ADR-0007: Inline secret TTL is auto-computed from dispatch timeout

Context

When an integrator passes an inline secret to env.register(), the SDK stages it in AWS Secrets Manager and stores only the resulting ARN as part of the env bundle’s content (§7.1). The staged secret needs a TTL so that, if the worker fails catastrophically before agora-client can clean up, the secret is auto-deleted rather than left dangling indefinitely.

Prior guidance asked integrators to size ttlSeconds themselves (“size to 2x expected duration”). In practice this is a footgun:

Integrators who under-size cause secrets to expire mid-dispatch, which surfaces as a confusing worker-side GetSecretValue failure rather than a clear TTL error.
Integrators who over-size leave secrets in Secrets Manager well after the dispatch is done, increasing the exposure window with no benefit.
The “right” value is mechanically derivable from information the SDK already has (the dispatch timeout). Making humans compute it manually is wasted work and a source of inconsistency.
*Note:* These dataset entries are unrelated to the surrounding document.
PR #74, opened 2019-10-03
Allow building against Godot 3.1 branch

### LINKED ISSUE #64: Compile error on Windows 10 with Godot 3.1
I am unable to compile Godot engine with voxel module as I am getting following error:

```
[Initial build] Compiling ==> modules\voxel\streams\voxel_block_serializer.cpp
voxel_block_serializer.cpp
modules\voxel\streams\voxel_block_serializer.cpp(90): error C3861: 'ERR_FAIL_COND_V_MSG': identifier not found
modules\voxel\streams\voxel_block_serializer.cpp(119): error C3861: 'ERR_FAIL_COND_V_MSG': identifier not found
modules\voxel\streams\voxel_block_serializer.cpp(164): error C3861: 'ERR_FAIL_COND_V_MSG': identifier not found
modules\voxel\streams\voxel_block_serializer.cpp(167): error C3861: 'ERR_FAIL_COND_V_MSG': identifier not found
scons: *** [modules\voxel\streams\voxel_block_serializer.windows.opt.tools.64.obj] Error 2
scons: building terminated because of errors.
```

I am compiling on Windows 10 Pro 64bit. I tried to compile using MinGW and MSVC with same result:
```
scons platform=windows target=release_debug
scons platform=windows target=release_debug use_mingw=yes
```

I have no problem to compile Godot without voxel module.

tinmanjuggernaut:
Tested on linux/gcc w/ and w/o mono.

Fixes #64

### DIFF
--- a/error_macros.h
+++ b/error_macros.h
@@ -1,0 +1,22 @@
+// Macros defined in Godot 3.2 in core/error_macros.h
+// Copied here for Voxel Tools 3.1 branch
+
+#define ERR_FAIL_COND_MSG(m_cond, m_msg)                                                                   \
+	{                                                                                                      \
+		if (unlikely(m_cond)) {                                                                            \
+			ERR_EXPLAIN(m_msg);                                                                            \
+			_err_print_error(FUNCTION_STR, __FILE__, __LINE__, "Condition ' " _STR(m_cond) " ' is true."); \
+			return;                                                                                        \
+		}                                                                                                  \
+		_err_error_exists = false;                                                                         \
+	}
+
+#define ERR_FAIL_COND_V_MSG(m_cond, m_retval, m_msg)                                                                                 \
+	{                                                                                                                                \
+		if (unlikely(m_cond)) {                                                                                                      \
+			ERR_EXPLAIN(m_msg);                                                                                                      \
+			_err_print_error(FUNCTION_STR, __FILE__, __LINE__, "Condition ' " _STR(m_cond) " ' is true. returned: " _STR(m_retval)); \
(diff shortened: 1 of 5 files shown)


Zylann:
You added `error_macros.h`, but aren't these already defined if you compile using Godot 3.1?

tinmanjuggernaut:
Those macros are not in 3.1 and it will not build without them.

> ERR_FAIL_COND_V_MSG is a Godot macro which looks like it was added last month.
> https://github.com/godotengine/godot/blame/master/core/error_macros.h

Zylann:
Yeah sorry for some reason I thought you did the opposite...

tinmanjuggernaut:
> tbh we could have wrapped this into an `#ifndef ERR_FAIL_COND_MSG` without needing to branch, but that branch at least makes it obvious that this compiles for that version.

Your call. This way we'll have to backport and maintain at least two branches, stable and master.

It wasn't just the error macros. It was also one function call. A simple fix, but over time the godot code base will diverge more between versions. Especially with vulkan and improving VT with the visual server to fix the vsync isses, etc. 

Branches is probably cleaner. It's easy to switch back and forth just by checking out the godot and VT branches.

blockspacer:
@tinmanjuggernaut 
Thanks for contribution.
Can someone explain why  `error_macros.h` without `#pragma once` or `#ifndef HEADER_H ... `?

tinmanjuggernaut:
Poor programming practice on my part. However it's just two defines, so if it gets preprocessed multiple times it will waste exactly 440ns of your life. :)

The narrow case where an integrator legitimately wants to override is compliance-driven shorter lifetimes — e.g., “rotation policy requires every staged credential expire within N minutes regardless of dispatch duration.” That use case is still supported.

Decision

From §10.1:

Inline secret TTL is auto-computed from dispatch timeout + 5-minute cleanup grace. Default dispatch.timeoutSeconds (when unspecified) is 7200 seconds (2 hours). Integrators don’t size TTLs themselves; the ttlSeconds field is an override for compliance-driven shorter lifetimes only. This supersedes the prior “size to 2x expected duration” guidance.

The formula is:

ttlSeconds = (dispatch.timeoutSeconds ?? 7200) + 300

That is: take the dispatch’s configured timeout (defaulting to 7200 seconds / 2 hours if unspecified), add 300 seconds (5 minutes) of cleanup grace, and use the sum as the Secrets Manager TTL on the staged inline secret.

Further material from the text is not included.